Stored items
################

PR #10205, opened 2026-04-23
Remove `__gcov_dump` and `__gcov_flush`

sacuff:
Bug: 505819427

### DIFF
--- a/third_party/abseil-cpp/absl/log/internal/log_message.cc
+++ b/third_party/abseil-cpp/absl/log/internal/log_message.cc
@@ -60,6 +60,7 @@
 #include "absl/time/clock.h"
 #include "absl/time/time.h"
 #include "absl/types/span.h"
+#include "build/build_config.h"
 
 extern "C" ABSL_ATTRIBUTE_WEAK void ABSL_INTERNAL_C_SYMBOL(
     AbslInternalOnFatalLogMessage)(const absl::LogEntry&) {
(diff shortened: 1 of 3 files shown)


third_party/abseil-cpp/absl/log/internal/log_message.cc
```diff
@@ -373,7 +374,7 @@ void LogMessage::FailWithoutStackTrace() {
   __debugbreak();
 #endif
 
-#ifdef __ELF__
+#if defined(__ELF__) && !BUILDFLAG(IS_STARBOARD)
   // For b/8737634, flush coverage if we are in coverage mode.
   if (&__gcov_dump != nullptr) {
```
andrewsavage1, line 379: @y4vor any thoughts on this pattern of checking that the function actually exists while weakly linking it? I wonder if it's cleaner to just allow the leak as a weak symbol instead, though we wouldn't know if someone's using it without this check in the future

andrewsavage1 (approved):

third_party/abseil-cpp/absl/log/internal/log_message.cc
sacuff: FWIW this pattern also came up for b/505845827 with https://github.com/llvm/llvm-project/blob/8b87c82fdc8c0e3dbd01602ba9d91832d7e3db3e/libcxxabi/src/cxa_thread_atexit.cpp#L116

andrewsavage1: Feel free to merge without waiting for yavor to comment here

PR #10214, opened 2026-04-23
Use a little `nm` in API leak detector

sacuff:
During the grep step in the leak detector, object files can incorrectly match the searched symbol in the (so far rare) case that the symbol appears in some other data. For example, `dlsym` matches native_library_starboard.o because there is a string mentioning that dlsym is unsupported, and putil.o because it defines a separate `uprv_dlsym_func` symbol.

This adds a post-grep `nm` step to double check the symbol matches. That does make the `--only-grep` flag a bit misleading now, but execution time does not seem to be significantly affected.

Also adds a `--skip-build` flag to shave off the roughly 10 seconds that it takes autoninja to exit if the build is already up to date.

Bug: 450956860

### DIFF
--- a/starboard/tools/api_leak_detector/api_leak_detector.py
+++ b/starboard/tools/api_leak_detector/api_leak_detector.py
@@ -458,11 +458,11 @@ def FindLeakLocations(leaked_symbols, config_path, only_grep, use_ripgrep):
     # similarly named symbol. Unfortunately this doesn't work for Rust libs, so
     # we just assume those are matches.
     leaking_files[_UNKNOWN_LIBRARIES][symbol] = set()
-    for i, obj_file in enumerate(obj_files_to_check):
+    for obj_file in obj_files_to_check:
       if os.path.splitext(obj_file)[1] == '.rlib' or symbol in ProcessNmOutput(
           RunCommand(['nm', '-u', '-C', obj_file])):
         leaking_files[_UNKNOWN_LIBRARIES][symbol].add(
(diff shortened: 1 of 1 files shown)


sacuff:
This has an interesting effect of removing Rust's liblibc_lib.rlib from the output, since it doesn't seem to actually contain any symbols beyond a few types:

```
nm -C out/evergreen-x64_devel/obj/third_party/rust/libc/v0_2/lib/liblibc_lib.rlib 

lib.rmeta:
nm: lib.rmeta: no symbols

liblibc_lib.libc.7a35e47d60bac5e5-cgu.0.rcgu.o:
0000000000000000 T libc::unix::linux_like::linux::gnu::<impl libc::unix::linux_like::linux::gnu::b64::x86_64::siginfo_t>::si_pid
0000000000000000 T libc::unix::linux_like::linux::gnu::<impl libc::unix::linux_like::linux::gnu::b64::x86_64::siginfo_t>::si_uid
0000000000000000 T libc::unix::linux_like::linux::gnu::<impl libc::unix::linux_like::linux::gnu::b64::x86_64::siginfo_t>::si_stime
0000000000000000 T libc::unix::linux_like::linux::gnu::<impl libc::unix::linux_like::linux::gnu::b64::x86_64::siginfo_t>::si_utime
0000000000000000 T libc::unix::linux_like::linux::gnu::<impl libc::unix::linux_like::linux::gnu::b64::x86_64::siginfo_t>::si_status
0000000000000000 T libc::unix::linux_like::linux::_IO
```

andrewsavage1 (approved):

PR #10215, opened 2026-04-23
net: Enable built-in Async DNS client

zhongqiliang:
This change introduces a new feature flag, kEnableAsyncDNSClient, to
control the activation of Chromium's built-in asynchronous DNS client.
Enabling this flag configures the HostResolverManager to use the
insecure DNS client, leveraging Chromium's native asynchronous DNS
resolution capabilities. This can improve DNS lookup efficiency and
resilience. An Android Java switch is added to allow enabling this
feature via command-line arguments on the Android platform.

Bug: 505401635


services/network/network_service.cc
```diff
@@ -469,9 +469,17 @@ void NetworkService::Initialize(mojom::NetworkServiceParamsPtr params,
 
   dns_config_change_manager_ = std::make_unique<DnsConfigChangeManager>();
 
-  host_resolver_manager_ = std::make_unique<net::HostResolverManager>(
-      net::HostResolver::ManagerOptions(),
-      net::NetworkChangeNotifier::GetSystemDnsConfigNotifier(), net_log_);
+  if (base::FeatureList::IsEnabled(net::features::kHappyEyeballsV3)) {
+    net::HostResolver::ManagerOptions options;
+    options.insecure_dns_client_enabled = true;
```
johnxwork, line 479: This is a different setting than HappyeyeballsV3. We shouldn't group them together. You can see they are parallel:
- [SetInsecureDnsClientEnabled](https://source.corp.google.com/h/github/youtube/cobalt/+/main:net/dns/host_resolver_manager.h;drc=524126904340bf2104b6615d6bb6352ba6d7d844;l=191)
- [SetIsHappyEyeballsV3Enabled](https://source.corp.google.com/h/github/youtube/cobalt/+/main:net/dns/host_resolver_manager.h;drc=524126904340bf2104b6615d6bb6352ba6d7d844;l=202)

Also, is this something we can just specify at the embedder level?

zhongqiliang: WIthout set insecure_dns_client_enabled to true, the HappyEyeballs feature is not applied, it still fallback to Android 's getaddrinfo.

zhongqiliang: Comment from the author:
```
Hi Colin, you probably need insecure_dns_client_enabled = true since the default value is false. Chrome usually set it to true [1] so HEv3 works in Chrome if the feature flag is enabled.

(BTW, we paused the HEv3 project since it took too many time than we initially thought, and the feature is still premature, thank you for trying to use it anyway)

[1] https://source.chromium.org/chromium/chromium/src/+/main:services/network/network_context.cc;l=2191;drc=5d648a203bc1df8ff70266c6b3d1b8c9f90208f0
```

PR #10222, opened 2026-04-24
starboard/tests: wire opus_tests target

denisyuji:
Split per target for easier review.

Includes:
- target-specific Starboard wiring commit(s)
- target-specific CI commit that enables target resolution and adds that same target to disabled in the same commit

Bug: 486053350

PR #10223, opened 2026-04-24
starboard/tests: wire test_opus_encode target

denisyuji:

Includes:

Bug: 486053350

### DIFF
--- a/third_party/opus/BUILD.gn
+++ b/third_party/opus/BUILD.gn
@@ -552,6 +552,9 @@ test("test_opus_encode") {
   ]
 
   deps = [ ":opus" ]
+  if (is_starboard) {
+    deps += [ ":sbeventhandle_opus_tests" ]
+  }
 }
 
 test("test_opus_decode") {
@@ -565,6 +568,9 @@ test("test_opus_decode") {
   ]
 
   deps = [ ":opus" ]
+  if (is_starboard) {
+    deps += [ ":sbeventhandle_opus_tests" ]
+  }
 }
 
 test("test_opus_padding") {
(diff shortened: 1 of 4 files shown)


third_party/opus/starboard/sbeventhandle_main_no_loader_args.cc
```diff
@@ -0,0 +1,30 @@
...
+//
+// Unless required by applicable law or agreed to in writing, software
+// distributed under the License is distributed on an "AS IS" BASIS,
+// WITHOUT WARRANTIES OR CONDITIONS OF ANY KIND, either express or implied.
+// See the License for the specific language governing permissions and
+// limitations under the License.
+
+#include "starboard/client_porting/wrap_main/wrap_main.h"
+
+int main(int argc, char** argv);
```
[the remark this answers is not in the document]
denisyuji: done

third_party/opus/BUILD.gn
```diff
@@ -536,13 +536,22 @@ test("test_opus_encode") {
     "src/tests/test_opus_encode.c",
   ]
 
+  if (is_starboard) {
```
andrewsavage1: It looks like these changes are the same as it is in other targets in #10224 and #10222. I recommend putting it in a separate static_library or source_set and having the different targets depend on it instead of making the same changes in each one separately

denisyuji: @andrewsavage1 , makes sense. I created one `source_set("sbeventhandle_opus_tests")` defined once now.
Note in these PRs that there is a chain of PRs,to be merged in this order:

- ci/tests: wire and quarantine test_opus_encode 
- ci/tests: wire and quarantine test_opus_decode
- ci/tests: wire and quarantine test_opus_padding

When I change one PR branch, I rebase the downstream PR branches - that's why the same lines are replicated in different PRs.

PR #10224, opened 2026-04-24
starboard/tests: wire test_opus_decode target

denisyuji:

Includes:

Bug: 486053350

### DIFF
--- a/third_party/opus/BUILD.gn
+++ b/third_party/opus/BUILD.gn
@@ -552,6 +552,9 @@ test("test_opus_encode") {
   ]
 
   deps = [ ":opus" ]
+  if (is_starboard) {
+    deps += [ ":sbeventhandle_opus_tests" ]
+  }
 }
 
 test("test_opus_decode") {
--- a/third_party/opus/BUILD.gn
+++ b/third_party/opus/BUILD.gn
@@ -568,6 +568,9 @@ test("test_opus_decode") {
   ]
 
   deps = [ ":opus" ]
+  if (is_starboard) {
+    deps += [ ":sbeventhandle_opus_tests" ]
+  }
 }
 
 test("test_opus_padding") {
--- a/cobalt/build/testing/targets/evergreen-arm-hardfp-rdk/test_targets.json
+++ b/cobalt/build/testing/targets/evergreen-arm-hardfp-rdk/test_targets.json
@@ -19,7 +19,6 @@
       "gl:ozone_gl_unittests_loader",
       "third_party/blink/renderer/platform/heap:blink_heap_unittests_loader",
       "third_party/ipcz/src:ipcz_tests_loader",
-      "third_party/opus:test_opus_decode_loader",
       "third_party/opus:test_opus_padding_loader"
     ]
   },
@@ -106,5 +105,9 @@
   {
     "target": "third_party/opus:test_opus_encode_loader",
     "executable": "out/evergreen-arm-hardfp-rdk_devel/test_opus_encode_loader.py"
+  },
+  {
+    "target": "third_party/opus:test_opus_decode_loader",
+    "executable": "out/evergreen-arm-hardfp-rdk_devel/test_opus_decode_loader.py"
   }
 ]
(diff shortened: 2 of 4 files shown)


third_party/opus/starboard/sbeventhandle_main_no_loader_args.cc
```diff
@@ -0,0 +1,30 @@
...
+//
+// Unless required by applicable law or agreed to in writing, software
+// distributed under the License is distributed on an "AS IS" BASIS,
+// WITHOUT WARRANTIES OR CONDITIONS OF ANY KIND, either express or implied.
+// See the License for the specific language governing permissions and
+// limitations under the License.
+
+#include "starboard/client_porting/wrap_main/wrap_main.h"
+
+int main(int argc, char** argv);
```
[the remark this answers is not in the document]
denisyuji: done

third_party/opus/BUILD.gn
```diff
@@ -556,6 +560,12 @@ test("test_opus_decode") {
   ]
 
   deps = [ ":opus" ]
+  if (is_cobalt_hermetic_build) {
+    deps += [
+      "//starboard/common",
+      "//starboard/elf_loader:sabi_string",
+    ]
+  }
```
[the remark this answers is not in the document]
denisyuji: done

third_party/opus/starboard/sbeventhandle_main_no_loader_args.cc
niranjanyardi, line 5: is this file still needed ? given you already amde changes to run_all_unittests

denisyuji: @niranjanyardi ,  good question and yes, this file is still needed for the Opus test targets.

The `run_all_unittests` changes cover gtest-based binaries, but `test_opus_api`, `test_opus_encode`, and `test_opus_decode` use their own `main` and fail if loader args are passed through.
 This wrapper strips loader args only for those Opus tests.

I wouldn’t put it in `storage/common/run_all_unittests.cc`, because that file is a storage gtest entrypoint (`InitAndRunAllTests/RUN_ALL_TESTS`), while the Opus case needs a wrapper that calls the Opus test main with filtered args.

denisyuji: Based on the feedback above, I created a [common branch/commit](https://github.com/youtube/cobalt/pull/10224/changes/b8664a82dc446f1ae7b4a667925684e136fbffa8) introducing the code that is necessary for all the Opus tests.

 I also renamed the `third_party/opus/starboard/sbeventhandle_main_no_loader_args.cc` to `third_party/opus/starboard/sbeventhandle_opus_tests.cc` to make it clear it covers the `opus` tests.

denisyuji (commented):
Adressing feedbacks

third_party/opus/BUILD.gn
```diff
@@ -548,6 +548,9 @@ test("test_opus_encode") {
 test("test_opus_decode") {
   sources = [ "src/tests/test_opus_decode.c" ]
 
+  if (is_starboard) {
```
andrewsavage1: nit: minimize conditionals by putting the sources += in this block instead

third_party/opus/BUILD.gn
```diff
@@ -556,6 +559,12 @@ test("test_opus_decode") {
   ]
 
   deps = [ ":opus" ]
+  if (is_starboard) {
+    deps += [
+      "//starboard/common",
+      "//starboard/elf_loader:sabi_string",
```
andrewsavage1: Why is this needed?

andrewsavage1 (approved):

third_party/opus/BUILD.gn
denisyuji: @andrewsavage1 , you are right, thanks for the review. See my comment on [10222#discussion_r3308446420]( https://github.com/youtube/cobalt/pull/10222#discussion_r3308446420). I dropped these lines.

third_party/opus/BUILD.gn
denisyuji: @andrewsavage1 , makes sense. I created one `source_set("sbeventhandle_opus_tests")` defined once now.

PR #10229, opened 2026-04-24
tvOS: Remove some deprecated and empty app lifecycle functions

rakuco:
These functions are deprecated and never called since this code uses UIKit scenes.

Bug: 506073148


rakuco:

fayev-g (approved):

PR #6276, opened 2025-07-02
media: Add BASE feature for Android Overlay

jxqu2048:
Implements a BASE Feature, `CobaltUsingAndroidOverlay`, for SbPlayer using `AndroidOverlay`, and this is disabled by default.

This feature is used to enable `StarboardRenderer` to create `AndroidOverlay`, so SbPlayer can use the SurfaceView of `AndroidOverlay`, instead of VideoSurfaceView from StarboardBridge.

This ensures the life cycle of SurfaceView is managed by StarboardRenderer, instead of in StarboardBridge.

Issue: 428017363

PR #5271, opened 2025-04-01
Stop creating a11y node provder for Chrobalt

haozheng-cobalt:
This is a better Chromium a11y tree bypass than before.
Before we only bypassed navigation for WebViews, and we would ran into focus issues with videos which are VideoSurfaceView. This PR stops creating creating a11y node provder for Chrobalt.

Test: https://paste.googleplex.com/4565574762627072

b/391708407

PR #10233, opened 2026-04-24
android: Use Lowercase for AndroidOverlay switch

borongc:
Standardize the string used for the Cobalt Android overlay switch
to use lowercase and hyphens. This aligns with common naming
conventions for flags and properties, improving consistency and
readability across the codebase.

Issue: 505895356

### DIFF
--- a/cobalt/android/apk/app/src/main/java/dev/cobalt/coat/CobaltActivity.java
+++ b/cobalt/android/apk/app/src/main/java/dev/cobalt/coat/CobaltActivity.java
@@ -77,6 +77,7 @@ public abstract class CobaltActivity extends Activity {
   private static final String META_DATA_ENABLE_SPLASH_SCREEN = "cobalt.ENABLE_SPLASH_SCREEN";
   private static final String META_DATA_ENABLE_FEATURES = "cobalt.ENABLE_FEATURES";
   private static final String YOUTUBE_URL = "https://www.youtube.com/tv";
+  private static final String COBALT_USING_ANDROID_OVERLAY = "cobalt-using-android-overlay";
 
   // This key differs in naming format for legacy reasons
   public static final String COMMAND_LINE_ARGS_KEY = "commandLineArgs";
@@ -113,7 +114,6 @@ public abstract class CobaltActivity extends Activity {
   private Boolean mIsKeepScreenOnEnabled = false;
 
   private boolean mIsCobaltUsingAndroidOverlay;
-  private static final String COBALT_USING_ANDROID_OVERLAY = "CobaltUsingAndroidOverlay";
 
   private boolean mEnableSplashScreen;
   private String mStartDeepLink;


cobalt/android/apk/app/src/main/java/dev/cobalt/coat/CobaltActivity.java
```diff
@@ -113,7 +113,7 @@ public abstract class CobaltActivity extends Activity {
   private Boolean mIsKeepScreenOnEnabled = false;
 
   private boolean mIsCobaltUsingAndroidOverlay;
-  private static final String COBALT_USING_ANDROID_OVERLAY = "CobaltUsingAndroidOverlay";
```
zhongqiliang, line 116: Should this be moved into JavaSwitches.java?

borongc: No, this is for BASE without explicitly passing it from C++ side.

cobalt/android/apk/app/src/main/java/dev/cobalt/coat/CobaltActivity.java
```diff
@@ -113,7 +113,7 @@ public abstract class CobaltActivity extends Activity {
...
+  private static final String COBALT_USING_ANDROID_OVERLAY = "cobalt-using-android-overlay";
```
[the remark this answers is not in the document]
borongc: Done.

cobalt/android/apk/app/src/main/java/dev/cobalt/coat/CobaltActivity.java
zhongqiliang: Is this flag passed from command line argument or is it passed from Kimono code?
If it is from command line argument, any doc for when and how to use it?

borongc: It's passed from `command line argument`.

To use this feature, we can use:
```
$ adb shell am start --esa commandLineArgs '--enable-features=CobaltUsingAndroidOverlay,--cobalt-using-android-overlay' dev.cobalt.coat/dev.cobalt.app.MainActivity
```

zhongqiliang: Is this only for local test? Or is it used on production? If it is used on production, how does the flag being passed in?
I am asking because this is the first command line flag that stays in this location. We need to set the correct pattern for people to follow.

borongc: C26 uses Java switch to run experiments with this feature in prod, but we see some regressions.

For C27, I don't have a plan to re-run experiments again, so just keep it as a local test feature.

zhongqiliang: Do you think, we should let GEMINI to refactor COMMAND_LINE_ARGS_KEY and COBALT_USING_ANDROID_OVERLAY into a separate class, should be a subclass of org.chromium.base.CommandLine.

borongc: No, the actual right way for this is to add a content feature from C++ layer, and pass it via ContentFeatureList in content/public/android/java/src/org/chromium/content_public/browser/ContentFeatureList.java, so we can use it directly in java without defining any extra names. See b/428017363 for more info.

It can be simplified as just:
```
$ adb shell am start --esa commandLineArgs '--enable-features=CobaltUsingAndroidOverlay' dev.cobalt.coat/dev.cobalt.app.MainActivity
```

However, there are historical discussion (https://github.com/youtube/cobalt/pull/6276) that we may not want to add this via ContentFeatureList, resulting in we added one from BASE the other from Java side.

For me, I am happy to use ContentFeatureList for this, as that's the Chromium way to add it. However, from Cobalt upstream side, this feature may or may not be the final feature we should keep, so adding it from both C++ and Java side for local test or experiments is fine.

If you would like to refactor this to two classes, feel free to do it by the following PR, but I think it is out-of-scope of this PR.

zhongqiliang: It is okey to submit as it is now. 
But when it needs the second flag, I want to refactor, can we extend from ContentFeatureList to put Cobalt features?

zhongqiliang (approved):

cobalt/android/apk/app/src/main/java/dev/cobalt/coat/CobaltActivity.java
borongc: > can we extend from ContentFeatureList to put Cobalt features?

We could, but there is no build flag we can gate it from Java side, that's why https://github.com/youtube/cobalt/pull/6276 didn't merge to main.

borongc: We have an existing PR using ContentFeatureList: https://github.com/youtube/cobalt/pull/5271.

PR #310, opened 2025-01-06
Add support for writing to an S3 bucket

michael-richey:
### What does this PR do?

Add support for writing to an S3 bucket via command line arguments or env vars.

### Description of the Change

Created a new extension to the base state for AWS S3.


heyronhay (approved):

datadog_sync/commands/shared/options.py
```diff
@@ -209,10 +209,72 @@ def click_config_file_provider(ctx: Context, opts: CustomOptionClass, value: Non
...
     ),
+    option(
+        "--use-aws-s3-bucket",
+        required=False,
+        type=bool,
+        default=False,
+        show_default=True,
+        help="Enables using an AWS S3 bucket to store resources' state",
+        cls=CustomOptionClass,
+    ),
```
skarimo, line 224: Nit: It would be nicer to make this `click.Choice()` with `[file, aws_s3_bucket]` rather than a bucket in case we expand the supported storage in the future

michael-richey: I see you used it for the `--cleanup` option, I'll use that as an example. Thank you!

michael-richey: @skarimo I changed to use `click.Choice()` You were right, I think that made it a lot nicer.

Issue #324, opened 2025-02-19
Why is --verify-ddr-status=true the default for the import command?


shuheiktgw:
To me, it’s not very intuitive why `--verify-ddr-status=true` is the default for the import command, since, as I understand it, that requires configuring destinations. I feel it should be `false` by default for the import command. What do you think? If we agree, I’d be happy to change the default to false.

shuheiktgw:
If we don't we still need to update [this example](https://github.com/DataDog/datadog-sync-cli/blob/df1a92a1a9aae8bc71d47388c7d5d5534b11a4f5/README.md?plain=1#L42-L46).

michael-richey:
If there is a disaster and DDR is activated or unavailable then we should not sync those resources because they're "suspect" at that point. For example during a disaster you might copy over a corrupted dashboard over your good working dashboard.
However, I agree that from the import command users should not have to set up their destinations (and conversely you should not have to setup a source to run the sync command).

PR #335, opened 2025-03-20
Narrow the scope of DDR checking based on the command

michael-richey:
### What does this PR do?

Addressing a component of [issue 324](https://github.com/DataDog/datadog-sync-cli/issues/324). DDR checking now checks source or destination based on the command.

### Description of the Change

If the user is running the `sync` command we should only check the DDR status of the destination.
If the user is running the `import` command we should only check the DDR status of the destination.

### Alternate Designs

Defaulting DDR to `false` - This idea is rejected because running `import` from a source (or `sync` to a destination) that is having a disaster could lead to corrupted or bad data. It's import to check for a disaster first, during a disaster sync-cli may not be to connect at all, so over riding this dangerous condition needs to be the default.

### Possible Drawbacks

Users that are only using sync-cli for a single migration or using it as a backup will have have to pass the extra flag.


shuheiktgw (approved):
This looks great to me, thanks! 🙂

heyronhay (approved):

PR #337, opened 2025-04-01
Fix to respect user provided s3 source and destination path prefixes

sahu-sunil:
### What does this PR do?

User provided aws-bucket-key-prefix-source and aws-bucket-key-prefix-destination were not respected instead default paths were taken. This MR fixes the issue.
### Description of the Change

While creating the `State` object we have evaluated the correct source and destination paths [here](https://github.com/DataDog/datadog-sync-cli/blob/main/datadog_sync/utils/configuration.py#L183), and trying to [get from their envvar](https://github.com/DataDog/datadog-sync-cli/blob/main/datadog_sync/utils/state.py#L32) names in `State` which looks incorrect

### Review checklist (to be filled by reviewers)

- [ ] Feature or bug fix MUST have appropriate tests (unit, integration, etc...)
- [ ] PR title must be written as a CHANGELOG entry [(see why)](/CONTRIBUTING.md#pull-request-title)
- [ ] Files changes must correspond to the primary purpose of the PR as described in the title (small unrelated changes should have their own PR)
- [ ] PR must have one `changelog/` label attached. If applicable it should have the `backward-incompatible` label attached.
- [ ] PR should not have `do-not-merge/` label attached.
- [ ] If Applicable, issue must have `kind/` and `severity/` labels attached at least.


sahu-sunil:
@michael-richey Could you please review this?

michael-richey:
> User provided  aws-bucket-key-prefix-source and aws-bucket-key-prefix-destination were not respected

Can you explain this a little further? I've run things like the following without issue:
```
datadog-sync migrate --resources="dashboards" --storage-type=s3 --aws-bucket-name=test --aws-bucket-key-prefix-source=myprefix/source  --aws-bucket-key-prefix-destination=myprefix/destination --aws-region-name=us-east-1 
```

If I can replicate what you're seeing then we might be able to resolve the issue rather than eliminating the use of the env vars which is what it appears this PR does. Eliminating the env vars might still be the solution, but I'd just like to understand the problem you're facing better.

PR #533, opened 2026-04-20
feat: migrate Tier 2 resources and fix 409 conflicts

michael-richey:
## Summary
- Migrate Tier 2 resources (`roles`, `security_monitoring_rules`, `team_memberships`) to `map_existing_resources`
- Fix 409 conflict handling for `logs_metrics` and `synthetics_global_variables`

These changes were originally in PRs #529 and #530 which were stacked on #528. PR #528 was squash-merged to main, but the stacked PRs only merged into their intermediate branches. This PR cherry-picks those missing commits onto main.

## Test plan
- [x] CI passes
- [x] Verify Tier 2 resources use `map_existing_resources` correctly
- [x] Verify 409 conflicts are handled for `logs_metrics`

🤖 Generated with [Claude Code](https://claude.com/claude-code)

PR #537, opened 2026-04-20
fix: exclude reserved Datadog built-in roles from all sync operations

michael-richey:
## Summary
- Adds `BUILTIN_ROLE_NAMES` constant (`Datadog Admin Role`, `Datadog Read Only Role`, `Datadog Standard Role`) to `roles.py`
- Overrides `filter()` to skip these roles at import and sync time
- Guards `delete_resource()` to raise `SkipResource` at cleanup time

## Problem
The three built-in Datadog roles are reserved and managed by Datadog — the API returns 400 when trying to create/update them and will refuse deletion. Previously sync-cli would fail with 400/403 errors when these roles appeared in source state.

## Test plan
- [x] `import` no longer pulls in built-in roles
- [x] `sync` skips built-in roles from source state
- [x] `sync --cleanup=force` does not attempt to delete built-in roles from destination

### DIFF
--- a/datadog_sync/model/roles.py
+++ b/datadog_sync/model/roles.py
@@ -16,6 +16,17 @@ if TYPE_CHECKING:
     from datadog_sync.utils.custom_client import CustomClient
 
 
+# These role names are reserved and managed by Datadog — they cannot be created,
+# updated, or deleted via the API and must be excluded from all sync operations.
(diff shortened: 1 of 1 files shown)


michael-richey:
Superseded by commit 25a1592b on PR #533, which applies this fix onto the tier 2 migrations branch.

################

__The task__: Reproduce exactly every line that sits between the start of the entries and the line bearing "-60,6 +60,7 @@", counting both of those lines.

__Output for this task__:
PR #10205, opened 2026-04-23
Remove `__gcov_dump` and `__gcov_flush`

sacuff:
Bug: 505819427

### DIFF
--- a/third_party/abseil-cpp/absl/log/internal/log_message.cc
+++ b/third_party/abseil-cpp/absl/log/internal/log_message.cc
@@ -60,6 +60,7 @@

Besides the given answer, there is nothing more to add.